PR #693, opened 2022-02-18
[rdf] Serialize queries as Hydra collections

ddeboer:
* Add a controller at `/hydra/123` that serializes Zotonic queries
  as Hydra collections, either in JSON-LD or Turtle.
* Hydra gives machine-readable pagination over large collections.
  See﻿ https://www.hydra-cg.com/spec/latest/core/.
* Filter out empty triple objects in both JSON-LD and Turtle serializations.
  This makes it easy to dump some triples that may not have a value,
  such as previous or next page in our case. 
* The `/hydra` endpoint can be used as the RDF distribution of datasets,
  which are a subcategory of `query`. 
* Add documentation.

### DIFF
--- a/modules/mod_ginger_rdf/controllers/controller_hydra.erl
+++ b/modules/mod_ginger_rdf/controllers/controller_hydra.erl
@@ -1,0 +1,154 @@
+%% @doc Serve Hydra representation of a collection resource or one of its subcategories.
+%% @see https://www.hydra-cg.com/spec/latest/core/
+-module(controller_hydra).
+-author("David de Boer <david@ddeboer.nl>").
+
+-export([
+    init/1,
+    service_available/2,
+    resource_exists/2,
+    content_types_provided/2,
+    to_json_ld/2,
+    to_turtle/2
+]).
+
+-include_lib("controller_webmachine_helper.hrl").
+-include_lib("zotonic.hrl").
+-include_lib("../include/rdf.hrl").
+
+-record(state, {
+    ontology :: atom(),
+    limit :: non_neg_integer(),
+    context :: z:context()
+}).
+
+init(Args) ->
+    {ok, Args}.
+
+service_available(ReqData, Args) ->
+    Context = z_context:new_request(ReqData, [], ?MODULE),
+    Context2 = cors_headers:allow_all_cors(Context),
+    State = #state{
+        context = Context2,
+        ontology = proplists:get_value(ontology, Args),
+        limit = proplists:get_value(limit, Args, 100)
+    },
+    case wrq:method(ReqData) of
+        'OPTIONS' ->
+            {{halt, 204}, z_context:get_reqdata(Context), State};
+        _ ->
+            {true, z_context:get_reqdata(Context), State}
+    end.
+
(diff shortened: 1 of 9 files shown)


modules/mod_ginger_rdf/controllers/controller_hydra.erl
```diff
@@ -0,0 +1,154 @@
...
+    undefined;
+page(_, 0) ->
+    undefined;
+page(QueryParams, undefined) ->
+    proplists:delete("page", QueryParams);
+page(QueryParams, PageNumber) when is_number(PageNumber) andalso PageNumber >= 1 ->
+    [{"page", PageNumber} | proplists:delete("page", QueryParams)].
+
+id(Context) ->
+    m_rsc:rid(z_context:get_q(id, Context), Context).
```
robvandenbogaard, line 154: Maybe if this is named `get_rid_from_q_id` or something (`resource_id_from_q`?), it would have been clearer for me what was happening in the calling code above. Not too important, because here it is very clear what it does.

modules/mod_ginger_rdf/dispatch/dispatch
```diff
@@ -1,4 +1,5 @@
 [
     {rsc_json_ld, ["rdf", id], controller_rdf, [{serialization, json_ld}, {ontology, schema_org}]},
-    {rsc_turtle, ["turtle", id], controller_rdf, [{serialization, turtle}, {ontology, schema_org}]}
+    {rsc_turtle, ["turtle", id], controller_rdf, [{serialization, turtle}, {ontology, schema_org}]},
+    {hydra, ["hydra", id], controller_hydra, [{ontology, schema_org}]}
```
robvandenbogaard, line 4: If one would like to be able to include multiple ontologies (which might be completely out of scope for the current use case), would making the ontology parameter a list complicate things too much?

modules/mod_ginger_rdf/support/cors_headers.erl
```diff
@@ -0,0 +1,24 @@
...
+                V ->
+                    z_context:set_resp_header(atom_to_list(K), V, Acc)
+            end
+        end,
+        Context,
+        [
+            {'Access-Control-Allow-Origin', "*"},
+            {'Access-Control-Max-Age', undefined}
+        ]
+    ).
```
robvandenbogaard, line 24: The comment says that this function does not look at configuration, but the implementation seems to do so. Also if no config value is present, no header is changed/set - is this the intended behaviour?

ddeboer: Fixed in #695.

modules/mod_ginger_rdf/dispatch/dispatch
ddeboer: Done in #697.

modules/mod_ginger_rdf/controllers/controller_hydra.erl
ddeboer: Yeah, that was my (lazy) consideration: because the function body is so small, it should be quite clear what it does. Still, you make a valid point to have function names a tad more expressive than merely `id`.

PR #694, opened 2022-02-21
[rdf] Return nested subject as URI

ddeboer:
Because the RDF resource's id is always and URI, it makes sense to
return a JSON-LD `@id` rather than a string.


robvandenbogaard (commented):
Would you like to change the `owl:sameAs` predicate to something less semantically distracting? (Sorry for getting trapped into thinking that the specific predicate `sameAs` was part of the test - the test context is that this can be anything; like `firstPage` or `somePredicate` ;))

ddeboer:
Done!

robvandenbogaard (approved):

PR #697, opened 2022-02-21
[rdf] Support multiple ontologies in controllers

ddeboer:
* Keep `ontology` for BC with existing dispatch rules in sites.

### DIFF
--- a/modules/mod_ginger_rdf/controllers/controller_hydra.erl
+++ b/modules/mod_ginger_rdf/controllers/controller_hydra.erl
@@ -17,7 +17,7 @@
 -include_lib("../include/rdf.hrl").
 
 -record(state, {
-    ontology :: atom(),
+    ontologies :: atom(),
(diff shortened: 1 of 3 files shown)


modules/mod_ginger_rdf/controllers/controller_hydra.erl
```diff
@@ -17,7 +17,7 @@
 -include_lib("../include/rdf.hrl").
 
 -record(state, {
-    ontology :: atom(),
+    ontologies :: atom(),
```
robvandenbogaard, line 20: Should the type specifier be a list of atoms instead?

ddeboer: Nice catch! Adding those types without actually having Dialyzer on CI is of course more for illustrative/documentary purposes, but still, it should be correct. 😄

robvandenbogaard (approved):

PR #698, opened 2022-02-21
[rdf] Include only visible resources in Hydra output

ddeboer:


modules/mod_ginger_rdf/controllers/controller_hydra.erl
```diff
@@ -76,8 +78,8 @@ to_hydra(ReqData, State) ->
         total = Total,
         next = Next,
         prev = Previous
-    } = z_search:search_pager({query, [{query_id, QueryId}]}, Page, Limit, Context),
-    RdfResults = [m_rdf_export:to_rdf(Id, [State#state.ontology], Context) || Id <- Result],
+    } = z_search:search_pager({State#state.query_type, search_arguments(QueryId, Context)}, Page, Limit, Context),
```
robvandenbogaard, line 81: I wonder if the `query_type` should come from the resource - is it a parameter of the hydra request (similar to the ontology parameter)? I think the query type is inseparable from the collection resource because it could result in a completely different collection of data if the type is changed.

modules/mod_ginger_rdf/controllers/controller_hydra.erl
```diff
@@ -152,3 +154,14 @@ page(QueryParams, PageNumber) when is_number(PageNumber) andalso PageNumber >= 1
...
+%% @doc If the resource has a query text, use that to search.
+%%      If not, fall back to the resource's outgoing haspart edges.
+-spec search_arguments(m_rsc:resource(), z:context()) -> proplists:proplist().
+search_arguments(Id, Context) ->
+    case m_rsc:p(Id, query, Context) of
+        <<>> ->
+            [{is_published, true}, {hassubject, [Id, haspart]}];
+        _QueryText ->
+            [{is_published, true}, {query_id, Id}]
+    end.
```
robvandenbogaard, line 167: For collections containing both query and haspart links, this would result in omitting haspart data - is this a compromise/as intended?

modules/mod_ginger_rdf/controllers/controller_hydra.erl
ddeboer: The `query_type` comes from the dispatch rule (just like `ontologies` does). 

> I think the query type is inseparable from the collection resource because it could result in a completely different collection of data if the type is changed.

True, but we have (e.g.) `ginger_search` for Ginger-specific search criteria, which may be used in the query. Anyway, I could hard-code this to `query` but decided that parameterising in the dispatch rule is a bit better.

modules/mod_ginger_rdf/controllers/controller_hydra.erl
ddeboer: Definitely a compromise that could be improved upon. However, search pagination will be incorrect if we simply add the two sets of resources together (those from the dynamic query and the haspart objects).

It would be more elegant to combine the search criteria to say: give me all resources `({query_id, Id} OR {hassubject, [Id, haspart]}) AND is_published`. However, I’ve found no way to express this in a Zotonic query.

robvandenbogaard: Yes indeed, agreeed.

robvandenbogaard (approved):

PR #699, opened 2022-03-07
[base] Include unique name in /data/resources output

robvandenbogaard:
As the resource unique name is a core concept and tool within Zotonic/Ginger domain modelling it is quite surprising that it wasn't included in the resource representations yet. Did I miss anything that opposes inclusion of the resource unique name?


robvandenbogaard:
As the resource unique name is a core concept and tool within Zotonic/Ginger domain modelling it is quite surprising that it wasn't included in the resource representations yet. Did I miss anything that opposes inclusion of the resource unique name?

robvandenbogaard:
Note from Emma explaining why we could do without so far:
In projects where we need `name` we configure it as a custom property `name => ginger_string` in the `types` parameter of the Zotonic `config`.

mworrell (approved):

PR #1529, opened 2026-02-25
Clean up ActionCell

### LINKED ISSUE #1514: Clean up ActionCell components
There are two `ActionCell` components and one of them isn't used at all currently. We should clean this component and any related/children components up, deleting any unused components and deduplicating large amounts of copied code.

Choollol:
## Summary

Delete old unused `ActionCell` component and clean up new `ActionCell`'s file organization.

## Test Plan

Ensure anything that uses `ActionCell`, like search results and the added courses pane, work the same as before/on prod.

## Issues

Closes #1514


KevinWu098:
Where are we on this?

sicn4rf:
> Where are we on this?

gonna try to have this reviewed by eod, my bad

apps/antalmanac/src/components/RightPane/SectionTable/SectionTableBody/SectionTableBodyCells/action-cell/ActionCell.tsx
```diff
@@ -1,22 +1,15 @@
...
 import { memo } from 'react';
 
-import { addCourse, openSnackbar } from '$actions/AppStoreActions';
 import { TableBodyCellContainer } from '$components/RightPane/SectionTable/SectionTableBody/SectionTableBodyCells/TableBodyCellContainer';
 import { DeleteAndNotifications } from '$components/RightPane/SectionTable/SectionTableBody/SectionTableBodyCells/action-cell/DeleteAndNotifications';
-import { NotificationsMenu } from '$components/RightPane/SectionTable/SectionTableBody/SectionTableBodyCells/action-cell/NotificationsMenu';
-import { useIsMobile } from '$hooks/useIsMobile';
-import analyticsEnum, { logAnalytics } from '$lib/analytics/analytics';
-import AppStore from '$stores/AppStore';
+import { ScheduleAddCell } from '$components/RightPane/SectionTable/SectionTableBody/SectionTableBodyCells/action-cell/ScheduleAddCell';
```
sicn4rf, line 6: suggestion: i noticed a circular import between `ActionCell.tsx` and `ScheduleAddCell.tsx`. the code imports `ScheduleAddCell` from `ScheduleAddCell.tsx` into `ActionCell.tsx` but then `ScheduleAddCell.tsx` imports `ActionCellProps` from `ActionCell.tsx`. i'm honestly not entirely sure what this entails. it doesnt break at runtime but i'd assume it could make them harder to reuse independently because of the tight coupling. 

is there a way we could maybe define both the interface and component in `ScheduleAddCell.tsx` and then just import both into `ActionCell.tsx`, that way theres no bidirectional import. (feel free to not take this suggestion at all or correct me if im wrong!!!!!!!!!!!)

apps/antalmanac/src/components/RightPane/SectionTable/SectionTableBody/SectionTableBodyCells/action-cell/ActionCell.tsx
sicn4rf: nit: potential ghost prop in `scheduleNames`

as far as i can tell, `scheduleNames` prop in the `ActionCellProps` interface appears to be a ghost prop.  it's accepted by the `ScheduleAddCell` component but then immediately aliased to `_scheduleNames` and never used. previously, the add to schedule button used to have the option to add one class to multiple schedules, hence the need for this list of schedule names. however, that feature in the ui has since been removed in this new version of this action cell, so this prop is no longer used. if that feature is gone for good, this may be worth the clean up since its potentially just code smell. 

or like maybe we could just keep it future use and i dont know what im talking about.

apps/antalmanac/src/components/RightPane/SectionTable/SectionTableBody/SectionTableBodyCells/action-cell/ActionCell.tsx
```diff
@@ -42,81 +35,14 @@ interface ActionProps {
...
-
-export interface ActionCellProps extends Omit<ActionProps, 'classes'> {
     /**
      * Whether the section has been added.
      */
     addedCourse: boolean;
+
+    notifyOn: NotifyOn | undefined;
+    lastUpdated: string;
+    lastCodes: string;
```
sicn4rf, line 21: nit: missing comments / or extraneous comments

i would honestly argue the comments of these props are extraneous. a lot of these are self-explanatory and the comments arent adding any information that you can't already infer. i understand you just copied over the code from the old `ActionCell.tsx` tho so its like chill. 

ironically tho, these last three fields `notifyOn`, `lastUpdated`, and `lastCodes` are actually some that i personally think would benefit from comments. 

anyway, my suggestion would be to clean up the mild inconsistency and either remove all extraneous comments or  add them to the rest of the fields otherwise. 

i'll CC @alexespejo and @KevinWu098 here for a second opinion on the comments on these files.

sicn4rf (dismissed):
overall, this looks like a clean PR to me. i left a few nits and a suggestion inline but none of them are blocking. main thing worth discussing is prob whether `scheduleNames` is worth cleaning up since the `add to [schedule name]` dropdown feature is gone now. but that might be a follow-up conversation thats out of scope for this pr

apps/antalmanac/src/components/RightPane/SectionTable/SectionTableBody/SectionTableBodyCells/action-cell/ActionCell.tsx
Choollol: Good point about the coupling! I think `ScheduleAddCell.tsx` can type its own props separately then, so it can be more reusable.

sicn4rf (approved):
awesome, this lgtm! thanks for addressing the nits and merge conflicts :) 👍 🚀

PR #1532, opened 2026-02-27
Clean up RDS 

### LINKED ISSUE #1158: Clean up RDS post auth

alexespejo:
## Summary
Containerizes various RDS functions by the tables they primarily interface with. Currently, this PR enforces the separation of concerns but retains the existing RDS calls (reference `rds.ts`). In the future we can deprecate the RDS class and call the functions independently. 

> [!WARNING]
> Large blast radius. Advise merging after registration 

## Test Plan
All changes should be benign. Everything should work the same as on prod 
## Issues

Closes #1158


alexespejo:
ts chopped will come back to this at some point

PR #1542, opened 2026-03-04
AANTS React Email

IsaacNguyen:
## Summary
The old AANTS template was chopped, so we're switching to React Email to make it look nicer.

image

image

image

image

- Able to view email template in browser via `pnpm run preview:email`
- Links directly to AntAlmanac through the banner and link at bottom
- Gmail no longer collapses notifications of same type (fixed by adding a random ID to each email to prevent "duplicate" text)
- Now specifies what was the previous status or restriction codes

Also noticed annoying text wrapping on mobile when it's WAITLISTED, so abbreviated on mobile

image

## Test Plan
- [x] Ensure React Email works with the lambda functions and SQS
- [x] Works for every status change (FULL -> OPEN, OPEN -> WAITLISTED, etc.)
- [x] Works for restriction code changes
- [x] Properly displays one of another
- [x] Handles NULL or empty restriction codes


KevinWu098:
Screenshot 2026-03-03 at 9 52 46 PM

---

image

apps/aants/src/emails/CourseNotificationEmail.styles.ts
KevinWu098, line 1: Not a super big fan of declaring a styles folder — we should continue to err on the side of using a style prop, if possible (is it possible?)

________________________________________

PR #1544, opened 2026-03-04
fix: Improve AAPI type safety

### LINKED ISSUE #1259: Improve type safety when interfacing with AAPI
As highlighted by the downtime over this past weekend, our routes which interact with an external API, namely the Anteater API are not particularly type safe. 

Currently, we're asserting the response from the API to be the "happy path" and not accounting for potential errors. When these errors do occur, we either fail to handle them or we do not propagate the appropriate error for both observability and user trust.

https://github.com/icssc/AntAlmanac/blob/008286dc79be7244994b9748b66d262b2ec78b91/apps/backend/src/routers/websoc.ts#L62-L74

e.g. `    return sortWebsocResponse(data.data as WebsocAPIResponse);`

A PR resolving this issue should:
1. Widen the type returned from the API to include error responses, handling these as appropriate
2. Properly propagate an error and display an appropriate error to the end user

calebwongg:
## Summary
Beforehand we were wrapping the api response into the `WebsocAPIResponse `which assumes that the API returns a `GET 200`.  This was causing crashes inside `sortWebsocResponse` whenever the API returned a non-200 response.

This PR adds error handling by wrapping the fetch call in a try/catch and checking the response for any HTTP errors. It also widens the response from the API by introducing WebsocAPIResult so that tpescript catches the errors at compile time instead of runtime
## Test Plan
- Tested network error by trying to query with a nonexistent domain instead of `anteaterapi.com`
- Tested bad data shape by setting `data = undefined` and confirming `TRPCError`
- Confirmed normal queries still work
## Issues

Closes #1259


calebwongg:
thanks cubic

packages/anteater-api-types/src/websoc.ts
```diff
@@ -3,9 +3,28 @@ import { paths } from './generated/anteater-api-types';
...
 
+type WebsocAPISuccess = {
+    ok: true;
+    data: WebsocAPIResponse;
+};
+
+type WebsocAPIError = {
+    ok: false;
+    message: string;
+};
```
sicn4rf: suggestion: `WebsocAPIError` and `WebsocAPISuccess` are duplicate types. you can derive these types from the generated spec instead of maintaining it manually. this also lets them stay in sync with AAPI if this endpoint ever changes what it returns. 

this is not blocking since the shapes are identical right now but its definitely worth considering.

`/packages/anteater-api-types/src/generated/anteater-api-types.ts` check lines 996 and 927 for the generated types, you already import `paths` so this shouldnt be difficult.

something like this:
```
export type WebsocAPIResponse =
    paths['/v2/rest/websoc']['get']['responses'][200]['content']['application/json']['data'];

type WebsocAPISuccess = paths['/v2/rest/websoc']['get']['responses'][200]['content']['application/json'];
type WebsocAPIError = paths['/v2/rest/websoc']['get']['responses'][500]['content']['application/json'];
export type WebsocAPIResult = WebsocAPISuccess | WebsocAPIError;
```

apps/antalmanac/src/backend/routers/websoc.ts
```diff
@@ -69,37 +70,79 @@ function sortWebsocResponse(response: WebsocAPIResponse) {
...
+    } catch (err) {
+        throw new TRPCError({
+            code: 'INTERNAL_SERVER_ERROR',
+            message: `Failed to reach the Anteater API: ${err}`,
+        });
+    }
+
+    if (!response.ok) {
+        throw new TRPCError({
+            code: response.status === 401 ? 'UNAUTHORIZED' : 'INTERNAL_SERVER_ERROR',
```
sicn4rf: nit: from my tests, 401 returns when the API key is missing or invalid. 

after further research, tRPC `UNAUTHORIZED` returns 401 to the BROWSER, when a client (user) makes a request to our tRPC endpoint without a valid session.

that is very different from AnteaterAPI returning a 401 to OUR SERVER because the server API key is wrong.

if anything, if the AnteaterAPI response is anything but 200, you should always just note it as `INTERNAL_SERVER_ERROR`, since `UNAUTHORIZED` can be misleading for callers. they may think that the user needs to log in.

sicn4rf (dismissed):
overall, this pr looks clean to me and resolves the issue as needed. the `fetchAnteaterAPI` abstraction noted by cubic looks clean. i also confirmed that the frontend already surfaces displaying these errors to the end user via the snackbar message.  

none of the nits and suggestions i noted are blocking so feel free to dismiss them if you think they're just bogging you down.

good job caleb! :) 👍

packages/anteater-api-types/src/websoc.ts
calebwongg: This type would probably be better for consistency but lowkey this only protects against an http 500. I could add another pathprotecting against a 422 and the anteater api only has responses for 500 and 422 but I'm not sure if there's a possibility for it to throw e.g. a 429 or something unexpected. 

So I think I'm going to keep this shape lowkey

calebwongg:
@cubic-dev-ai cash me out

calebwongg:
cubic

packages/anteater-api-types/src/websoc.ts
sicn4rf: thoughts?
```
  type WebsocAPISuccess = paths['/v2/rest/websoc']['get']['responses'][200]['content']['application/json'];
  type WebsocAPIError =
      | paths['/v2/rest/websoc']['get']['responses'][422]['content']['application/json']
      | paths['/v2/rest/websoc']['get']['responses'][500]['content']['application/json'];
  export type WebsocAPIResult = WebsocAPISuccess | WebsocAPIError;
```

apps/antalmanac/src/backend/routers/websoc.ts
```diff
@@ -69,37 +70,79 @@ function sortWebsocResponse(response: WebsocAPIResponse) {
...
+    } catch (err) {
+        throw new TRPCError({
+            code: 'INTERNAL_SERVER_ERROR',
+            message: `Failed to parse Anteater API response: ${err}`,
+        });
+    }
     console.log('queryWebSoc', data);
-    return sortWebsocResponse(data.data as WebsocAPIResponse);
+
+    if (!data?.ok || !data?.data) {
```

________________________________________

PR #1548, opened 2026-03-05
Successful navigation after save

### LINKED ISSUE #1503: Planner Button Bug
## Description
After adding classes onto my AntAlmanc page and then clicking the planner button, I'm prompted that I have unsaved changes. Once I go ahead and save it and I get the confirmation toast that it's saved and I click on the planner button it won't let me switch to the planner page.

________________________________________

Each line above that contains "existing" must be copied out.

* Keep `ontology` for BC with existing dispatch rules in sites.
Containerizes various RDS functions by the tables they primarily interface with. Currently, this PR enforces the separation of concerns but retains the existing RDS calls (reference `rds.ts`). In the future we can deprecate the RDS class and call the functions independently. 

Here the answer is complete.